Saved data entries:

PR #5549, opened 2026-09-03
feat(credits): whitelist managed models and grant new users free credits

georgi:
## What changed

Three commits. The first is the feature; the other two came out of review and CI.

* * *

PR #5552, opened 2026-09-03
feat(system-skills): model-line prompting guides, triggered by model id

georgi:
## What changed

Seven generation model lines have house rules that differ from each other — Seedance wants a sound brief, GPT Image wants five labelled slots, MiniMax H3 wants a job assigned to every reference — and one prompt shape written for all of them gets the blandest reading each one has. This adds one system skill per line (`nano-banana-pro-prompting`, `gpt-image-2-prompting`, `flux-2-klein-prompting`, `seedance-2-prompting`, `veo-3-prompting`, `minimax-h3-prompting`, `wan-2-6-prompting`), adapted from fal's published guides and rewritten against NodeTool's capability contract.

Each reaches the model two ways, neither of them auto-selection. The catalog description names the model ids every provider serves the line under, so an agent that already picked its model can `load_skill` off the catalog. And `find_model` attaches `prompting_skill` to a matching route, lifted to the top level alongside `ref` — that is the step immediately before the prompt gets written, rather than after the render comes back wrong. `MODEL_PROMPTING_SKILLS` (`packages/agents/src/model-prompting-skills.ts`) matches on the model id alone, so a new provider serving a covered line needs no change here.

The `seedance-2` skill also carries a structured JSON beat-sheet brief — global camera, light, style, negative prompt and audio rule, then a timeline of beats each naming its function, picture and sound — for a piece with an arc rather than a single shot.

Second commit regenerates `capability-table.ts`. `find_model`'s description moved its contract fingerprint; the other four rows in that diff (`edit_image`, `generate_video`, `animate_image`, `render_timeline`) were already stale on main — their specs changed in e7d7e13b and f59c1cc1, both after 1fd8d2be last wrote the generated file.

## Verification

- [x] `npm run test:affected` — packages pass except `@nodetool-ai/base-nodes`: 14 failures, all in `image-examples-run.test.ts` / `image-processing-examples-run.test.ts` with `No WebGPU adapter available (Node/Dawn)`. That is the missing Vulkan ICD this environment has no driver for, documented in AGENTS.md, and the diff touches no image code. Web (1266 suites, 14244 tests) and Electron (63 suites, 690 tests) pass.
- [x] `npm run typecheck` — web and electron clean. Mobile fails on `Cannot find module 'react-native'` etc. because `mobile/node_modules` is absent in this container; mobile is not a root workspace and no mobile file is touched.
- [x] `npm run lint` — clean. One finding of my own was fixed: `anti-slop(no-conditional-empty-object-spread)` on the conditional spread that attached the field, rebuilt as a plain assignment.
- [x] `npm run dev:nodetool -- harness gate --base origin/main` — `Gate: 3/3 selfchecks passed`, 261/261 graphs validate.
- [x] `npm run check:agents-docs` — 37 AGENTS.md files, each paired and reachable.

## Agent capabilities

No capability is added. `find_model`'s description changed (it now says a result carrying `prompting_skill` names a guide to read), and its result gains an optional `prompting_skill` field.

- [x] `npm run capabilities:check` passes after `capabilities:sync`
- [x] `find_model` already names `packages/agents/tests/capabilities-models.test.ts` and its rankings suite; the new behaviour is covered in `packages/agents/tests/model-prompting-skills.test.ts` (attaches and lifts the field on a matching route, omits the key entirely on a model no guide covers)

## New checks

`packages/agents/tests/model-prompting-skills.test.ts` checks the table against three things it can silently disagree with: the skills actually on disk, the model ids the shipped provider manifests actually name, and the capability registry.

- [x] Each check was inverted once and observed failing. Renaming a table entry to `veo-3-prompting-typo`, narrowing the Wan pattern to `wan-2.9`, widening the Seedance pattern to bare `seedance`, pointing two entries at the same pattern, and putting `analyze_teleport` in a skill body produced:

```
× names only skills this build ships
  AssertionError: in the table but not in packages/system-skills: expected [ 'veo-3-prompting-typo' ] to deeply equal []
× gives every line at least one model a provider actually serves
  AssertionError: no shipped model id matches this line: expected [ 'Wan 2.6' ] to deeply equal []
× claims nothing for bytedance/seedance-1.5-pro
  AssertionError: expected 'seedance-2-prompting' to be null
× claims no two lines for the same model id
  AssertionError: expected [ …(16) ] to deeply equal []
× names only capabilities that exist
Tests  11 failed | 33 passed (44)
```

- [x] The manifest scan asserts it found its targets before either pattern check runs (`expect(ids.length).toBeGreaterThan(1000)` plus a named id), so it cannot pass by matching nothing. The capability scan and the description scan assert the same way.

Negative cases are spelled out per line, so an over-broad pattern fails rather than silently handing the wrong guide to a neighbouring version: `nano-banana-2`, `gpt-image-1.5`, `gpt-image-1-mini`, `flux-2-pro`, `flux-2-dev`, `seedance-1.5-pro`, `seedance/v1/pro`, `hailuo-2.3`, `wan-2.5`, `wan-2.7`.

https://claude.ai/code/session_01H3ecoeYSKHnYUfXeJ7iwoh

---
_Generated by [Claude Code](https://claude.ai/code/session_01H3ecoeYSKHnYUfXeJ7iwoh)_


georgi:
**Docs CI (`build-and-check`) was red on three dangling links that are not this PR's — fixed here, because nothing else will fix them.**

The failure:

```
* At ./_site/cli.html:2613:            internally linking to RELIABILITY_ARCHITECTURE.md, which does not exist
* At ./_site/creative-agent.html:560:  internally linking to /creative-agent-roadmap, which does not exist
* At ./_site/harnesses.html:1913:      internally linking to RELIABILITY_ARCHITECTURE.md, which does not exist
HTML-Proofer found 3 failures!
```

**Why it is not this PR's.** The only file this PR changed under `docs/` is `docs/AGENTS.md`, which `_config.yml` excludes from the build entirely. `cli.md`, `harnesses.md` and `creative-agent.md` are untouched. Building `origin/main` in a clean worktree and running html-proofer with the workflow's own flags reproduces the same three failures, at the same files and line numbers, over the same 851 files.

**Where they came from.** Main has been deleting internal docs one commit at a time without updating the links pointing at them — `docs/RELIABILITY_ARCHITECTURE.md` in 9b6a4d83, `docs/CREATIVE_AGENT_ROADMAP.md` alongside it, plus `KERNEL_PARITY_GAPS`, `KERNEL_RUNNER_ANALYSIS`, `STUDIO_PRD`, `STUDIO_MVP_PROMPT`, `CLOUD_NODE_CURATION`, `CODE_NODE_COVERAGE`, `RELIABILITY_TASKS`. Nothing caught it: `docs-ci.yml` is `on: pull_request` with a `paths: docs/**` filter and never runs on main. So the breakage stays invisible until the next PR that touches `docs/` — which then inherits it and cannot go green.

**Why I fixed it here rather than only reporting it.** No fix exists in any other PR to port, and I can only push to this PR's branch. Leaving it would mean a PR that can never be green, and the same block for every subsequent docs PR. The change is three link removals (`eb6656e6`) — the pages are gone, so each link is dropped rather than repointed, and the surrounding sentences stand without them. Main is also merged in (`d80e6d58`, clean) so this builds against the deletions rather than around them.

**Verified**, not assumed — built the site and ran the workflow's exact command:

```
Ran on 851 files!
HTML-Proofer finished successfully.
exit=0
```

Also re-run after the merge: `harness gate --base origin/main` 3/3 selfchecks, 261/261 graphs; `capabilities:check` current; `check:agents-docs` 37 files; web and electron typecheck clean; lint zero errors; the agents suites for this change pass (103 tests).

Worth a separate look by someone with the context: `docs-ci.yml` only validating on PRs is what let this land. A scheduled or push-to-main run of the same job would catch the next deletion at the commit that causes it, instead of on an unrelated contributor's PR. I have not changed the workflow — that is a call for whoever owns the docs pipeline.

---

Task goal:
Taking the entries above, restate exactly those lines that fall between the line with "No capability is" and the line with "the capability registry.", keeping both of those lines too.

Written response:
No capability is added. `find_model`'s description changed (it now says a result carrying `prompting_skill` names a guide to read), and its result gains an optional `prompting_skill` field.

- [x] `npm run capabilities:check` passes after `capabilities:sync`
- [x] `find_model` already names `packages/agents/tests/capabilities-models.test.ts` and its rankings suite; the new behaviour is covered in `packages/agents/tests/model-prompting-skills.test.ts` (attaches and lifts the field on a matching route, omits the key entirely on a model no guide covers)

## New checks

`packages/agents/tests/model-prompting-skills.test.ts` checks the table against three things it can silently disagree with: the skills actually on disk, the model ids the shipped provider manifests actually name, and the capability registry.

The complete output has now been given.